# Specific 3D Printers, Scanners, & Hardware > Other 3D Printers / Scanners / Hardware > M3D Forum >  M3D wont extrude

## itspenutbutterjellytime

Hi, i have a M3D and have been printing for a year just fine. Im using simplify 3d and i love it. About 2 months ago, my printer started not extruding right and i would start a print and it would print for a few minuets than stop extruding. I took the print head apart and glued the motor in place cause it was moving. It worked fine for a few weeks then the same problem happened. Then i bought a new nozzle sub assembly and it printed fine for about 1 hour then the same problem. I dont know what could be causing this. The filimet spool spins freely, the feeder gear is clean and there is not a nozzle clog.
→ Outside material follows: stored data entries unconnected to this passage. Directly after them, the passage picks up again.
PR #1605, opened 2021-11-03
fix watch recompile message logic

skojin:
show "Recompiling..." when current build is aborted
and "Compiling..." if previous build was completed

this PR fix bug in previous PR https://github.com/luckyframework/lucky/pull/1604

### DIFF
--- a/tasks/watch.cr
+++ b/tasks/watch.cr
@@ -153,7 +153,7 @@ module LuckySentry
     end
 
     def restart_app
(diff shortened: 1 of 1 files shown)


jwoertink (approved):
ah! Good catch. Eventually I'd like to come back to https://github.com/luckyframework/lucky/pull/1067 and have it showing the spinner like we do in other areas. I think I'll open an issue to revisit that now that this is done

skojin:
I like the spinner

PR #1610, opened 2021-11-12
Adding a request_id

### LINKED ISSUE #950: Disjointed logging with lots of requests
If you have a page that takes a while to load, but also a bunch of async ajax calls on that page, you may see some disjointed logging in development where the calls come in at different times.

Something similar to this
```text
GET /favicon.ico
 ▸ Sent 200 (1.33ms)
 ▸ Sent 200 (721.66ms)
 ▸ Query   SELECT * FROM users

GET /api/reports
GET /dashboard
```

This is most likely because each request is done in it's own thread, and the logging is done on that thread. One solution could be to add a request ID to each log so you can match up which lines go to which request. 

ref: https://gitter.im/luckyframework/Lobby?at=5daab34be3646f24c75192ee

jwoertink:
## Purpose
Fixes #950

## Description
Each HTTP request can now have a unique identifier that you can use for tracking that request. Maybe store it in the DB, or use it in logging.

A new handler was added to assign the new `context.request_id`. This handler comes with a config for setting it however you want. More than likely, you'll just use `UUID.random.to_s`, but really you can set it however you want.

```crystal
# config/server.cr

Lucky::RequestIdHandler.configure do |settings|
  settings.set_request_id = ->(context : HTTP::Server::Context) {
    UUID.random.to_s
  }
end
```

Once you add this, the pretty log formatter adds the request ID in. It looks like this

Screen Shot 2021-11-11 at 7 39 52 PM

If you don't want the request id generated, or logged, the `set_request_id` is nil by default, and it all will be ignored. This also means that you can opt in per environment. So if you needed something different in production, or whatever... 

There are still a few questions I have unanswered...
* Should we log this on every single line? I only added it to the two lines I cared about (See #950 )
* Should we add this to all of the different log formatters?

## Checklist


src/lucky/pretty_log_formatter.cr
```diff
@@ -54,6 +54,12 @@ struct Lucky::PrettyLogFormatter < Dexter::BaseFormatter
         arrow.colorize.dim
       end
     end
+
+    private def add_request_id : Nil
+      if id = local_context["request_id"]
+        io << " (#{id.colorize.dim})"
```
jwoertink, line 60: What would be awesome here is if we could colorize the `id` to be a different color each time it changed... So when you look at the terminal, you see all the blue IDs or all the red ones and can easily tell which goes where... but I have no clue how we can do that unless the color was set much much higher and globally

robacarp: The color is an interesting idea. Here's one way to accomplish that. At first spin I had to pull in `big` -- I feel like this could also just use i64 by splicing the uuid in some way before converting it to an int.

```crystal
require "uuid"
require "big"
require "colorize"

uuid = UUID.random
hex = uuid.hexstring.to_big_i(16) 
color = (hex % 256).to_u8
puts "uuid: #{uuid.to_s.colorize(Colorize::Color256.new(color))}"
```

jwoertink: oh snap! That's awesome 😂  I'm gonna try that.

jwoertink: Yup! Looks like `hex = uuid.hexstring[0..6].to_i64(16)` works too. Not sure if the slice needs to be larger or not, but that seems to work...

robacarp: You're certainly discarding a lot of the entropy...which would be a problem if this was about anything more than just colors on a screen 😆 :shipit:

matthewmcgarvey (approved):

src/lucky/pretty_log_formatter.cr
jwoertink: Just realized that we can't guarantee the `id` will be UUID. With this setup, you have the ability to make the request ID anything you want as long as it's a string. It was a nice idea though 😂

jwoertink:
Ok, I'm gonna just merge this in as-is. It's easy enough to add more to it for the following release if we want.

PR #1611, opened 2021-11-13
Add previous_page and next_page methods to paginator

wout:
## Purpose
Adds `previous_page` and `next_page` methods to `Lucky::Paginator`.

(Sorry for not opening an issue first, but this seems like such an obvious addition).

## Description
Currently, there are only the `path_to_next` and `path_to_previous` methods, returning a path including all query params. There's no way to get the next/previous page _number_ other than calculating it based on the values returned by the `paginator.page` and `paginator.total` methods.

I'm working on an API and I need pagination with the full url and without any additional query parameters that may be present. To build the url, I need the previous and next page numbers rather than the paths.

## Checklist

### DIFF
--- a/spec/paginator/paginator_spec.cr
+++ b/spec/paginator/paginator_spec.cr
@@ -92,6 +92,24 @@ describe Lucky::Paginator do
     end
   end
 
+  describe "#previous_page" do
+    it "returns the next page" do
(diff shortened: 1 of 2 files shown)


jwoertink (approved):
Looks good to me!

matthewmcgarvey (approved):

PR #1616, opened 2021-11-20
Replace avram parsing with ParamParser

### LINKED ISSUE #1383: Lucky depends on Avrams type extensions for param parsing

matthewmcgarvey:
## Purpose

Fixes #1383 

## Description

Where we were relying on Avram's parsing, this adds a new `Lucky::ParamParser` that handles it a bit differently than Avram does. Instead of adding methods to the types, there's one module with methods (with the same name) for the various types. Logically, though, it works the same. This new way is a bit nicer in that everything for parsing is in one place and not spread out in multiple files.

I did _not_ include parsing for Enums and JSON. Unfortunately it is not possible to have a method generic for all enums and I didn't think JSON was necessary though I think it would be easy enough to add.

I have a potential solution for the enum thing though. What if `param` could be provided a block that gets the string value and it returns the parsed value matching their variable or nil if it couldn't be parsed?

```crystal
param role : User::Role do |param|
  User::Role.parse?(param)
end
```

Just a thought if we feel like it's absolutely necessary to support that.

## Checklist

### DIFF
--- a/spec/lucky/param_parser_spec.cr
+++ b/spec/lucky/param_parser_spec.cr
@@ -1,0 +1,127 @@
+require "../spec_helper"
+
+enum TimeComponent
+  Year
+  Month
+  Day
+  Hour
+  Minute
+  Second
+end
+
+struct FormattedTime
+  property label : String
+  property value : String
+  property components : Array(TimeComponent)
+
+  def initialize(@label : String, @value : String, excluded_components : Array(TimeComponent) = [] of TimeComponent)
+    @components = [
+      TimeComponent::Year,
+      TimeComponent::Month,
+      TimeComponent::Day,
+      TimeComponent::Hour,
+      TimeComponent::Minute,
+      TimeComponent::Second,
+    ] - excluded_components
+  end
+end
+
+macro numbers_tests(klass, input, output)
+  describe "parse {{ klass }}" do
+    it "turns string into number" do
+      Lucky::ParamParser.parse({{ input }}, {{ klass }}).should eq({{ output }})
+    end
+
+    it "returns nil if param not number" do
+      Lucky::ParamParser.parse("abc", {{ klass }}).should be_nil
+    end
+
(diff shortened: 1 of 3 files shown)


spec/lucky/param_parser_spec.cr
```diff
@@ -0,0 +1,127 @@
...
+enum TimeComponent
+  Year
+  Month
+  Day
+  Hour
+  Minute
+  Second
+end
+
+struct FormattedTime
```
matthewmcgarvey, line 12: All of this was directly taken from Avram https://github.com/luckyframework/avram/blob/9a5a921bb05cc3031d9436d2fdc6927606314876/spec/type_extensions/time_spec.cr#L3-L27

@stephendolan saved me from having to figure out all these tests myself 😅

src/lucky/routable.cr
```diff
@@ -479,17 +479,17 @@ module Lucky::Routable
         {% end %}
       end
 
-      result = {{ base_type }}.adapter.parse(val)
+      result = Lucky::ParamParser.parse(val, {{ base_type }})
```
matthewmcgarvey, line 482: This is the line where we are switching from Avram code to this new module

jwoertink (approved):
Nice work!

PR #1620, opened 2021-11-22
Extract lucky_avram and remove avram dependency

matthewmcgarvey:
This is one of the last parts to making Avram optional in Lucky.
The code removed from here will be moved to avram https://github.com/luckyframework/avram/pull/772
The moved code will be accessible to apps by adding additional requires and the lucky_cli change can be found here https://github.com/luckyframework/lucky_cli/pull/711

This whole thing is a breaking change but in a minor way. Currently, having `require "lucky"` in your code pulled in all this code and also brought in avram. To get the same functionality, code will need to be updated to

```crystal
require "lucky"
require "avram"
require "avram/lucky"
```

And then the tasks will also need to be imported in your `tasks.cr` file

```crystal
require "avram/lucky/tasks"
```


jwoertink (approved):
Thanks for getting this started. I'm going to move forward with it now. This will allow people to use Lucky without a DB, or even use a different ORM if they'd like with a proper escape hatch. I think this will also make testing the lucky-avram bridge a lot easier with this code being closer to home.

PR #1622, opened 2021-11-27
Combine server bind_tcp and listen

matthewmcgarvey:
`HTTP::Server#listen` provides an overload that does exactly what we are doing on two lines.

https://crystal-lang.org/api/1.0.0/HTTP/Server.html#listen(host:String,port:Int32,reuse_port:Bool=false)-instance-method

### DIFF
--- a/src/lucky/base_app_server.cr
+++ b/src/lucky/base_app_server.cr
@@ -20,8 +20,7 @@ abstract class Lucky::BaseAppServer
 
   # :nodoc:
   def listen : Nil
-    server.bind_tcp host, port
-    server.listen
+    server.listen(host, port)
   end
 
   # :nodoc:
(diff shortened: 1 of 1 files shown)


src/lucky/base_app_server.cr
```diff
@@ -20,8 +20,7 @@ abstract class Lucky::BaseAppServer
 
   # :nodoc:
   def listen : Nil
-    server.bind_tcp host, port
-    server.listen
+    server.listen(host, port)
```
jwoertink, line 23: Why do we even define this here? We end up overriding it in the generated apps https://github.com/luckyframework/lucky_cli/blob/master/src/web_app_skeleton/src/app_server.cr.ecr#L28-L32 which includes the extra arg for the reuse_port... 🤔  Seems like we could just make this method abstract, then do this cleanup on the CLI repo. What do you think?

matthewmcgarvey: Good catch, I made the update here and opened https://github.com/luckyframework/lucky_cli/pull/699

jwoertink (approved):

HELP PLZ.

----------


## curious aardvark

can you monitor the temperature ? 
Sounds like it might be getting up to temperature, and then not holding that temp. 
You don't have a control panel on the front do you, can you print from s3d via usb ? 
In which case that will show you the temps.
Could be as simple as a g-code command to keep the extruder hot going missing. 
I know when the last time there was a s3d update it buggered up my profiles, so haven't updated to the latest version. 

That's the only thing I can think of and I have had the same problem in the past.

----------


## itspenutbutterjellytime

I can monitor the temp in the advanced tab on the m3d software. It's staying hot as I have burned my fingers while trying to fix it. I have not updated s3d. My print temp is 230 and I'm using hatchbox pla

----------